TMED: A Spider-Web-Like Transmission Mechanism for Emergency Data in Vehicular Ad Hoc Networks

The vehicular ad hoc network (VANET) is an emerging mobile ad hoc network, which is an important component of the Internet of Things and has been widely applied in intelligent transportation systems in recent years. For large-scale VANETs, it is important to design efficient transmission schemes for time critical emergency data. Greedy perimeter stateless routing protocol is a typical geographic-based routing protocol and greedy perimeter coordinator routing protocol is typical for map-based but they do not consider the QoS of the transmission link and hence are not suitable for emergency data transmissions. Some bioinspired protocols and situation-aware protocols are more suitable for emergency situations. However, they have some limitations in terms of the computational complexity and convergence rate which can cause large time delays. In this paper, we propose a novel spider-web-like transmission mechanism for emergency data (TMED) in vehicular ad hoc networks, in which a spider-web-like transmission model combining geographic information system and electronic maps is established.
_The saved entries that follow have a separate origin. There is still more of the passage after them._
PR #1664, opened 2024-12-04
thread: Configure stack and guard on POSIX hosts.

squidbus:
Applies the stack and guard configurations from the guest `PthreadAttr` to the host `pthread_attr_t` on POSIX systems.

Fixes a crash on launch in CUSA08010 when the default host stack size is too small.

### DIFF
--- a/src/core/thread.cpp
+++ b/src/core/thread.cpp
@@ -1,6 +1,7 @@
 // SPDX-FileCopyrightText: Copyright 2024 shadPS4 Emulator Project
 // SPDX-License-Identifier: GPL-2.0-or-later
 
+#include "libraries/kernel/threads/pthread.h"
 #include "thread.h"
 
 #ifdef _WIN64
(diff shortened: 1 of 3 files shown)


src/core/thread.cpp
```diff
@@ -15,14 +16,16 @@ Thread::Thread() : native_handle{0} {}
...
+int Thread::Create(ThreadFunc func, void* arg, const ::Libraries::Kernel::PthreadAttr* attr) {
 #ifdef _WIN64
     native_handle = CreateThread(nullptr, 0, (LPTHREAD_START_ROUTINE)func, arg, 0, nullptr);
     return native_handle ? 0 : -1;
 #else
     pthread_t* pthr = reinterpret_cast<pthread_t*>(&native_handle);
     pthread_attr_t pattr;
     pthread_attr_init(&pattr);
+    pthread_attr_setstack(&pattr, attr->stackaddr_attr, attr->stacksize_attr);
+    pthread_attr_setguardsize(&pattr, attr->guardsize_attr);
```
raphaelthegreat: According to manual guardsize is ignored when setting user allocated stacks so this is probably not needed

squidbus: Ah right because it only matters for the one allocating the stack, okay removed.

In this mechanism, the request-spiders and confirmed-spiders are sent out to obtain the transmission path from a source vehicle to a destination vehicle to improve the packet delivery ratio and average transmission delay of emergency data. TMED combines a dynamic multipriority message queue management method with a restricted greedy forwarding strategy based on position prediction to significantly reduce the end-to-end delay of packets. We use SUMO and NS2 to simulate TMED in a city scenario and compare its performance with GPSR, GPCR, and ACAR based on the packet delivery ratio, average transmission delay, and routing overhead. The simulation results show that TMED outperforms these previously proposed protocols.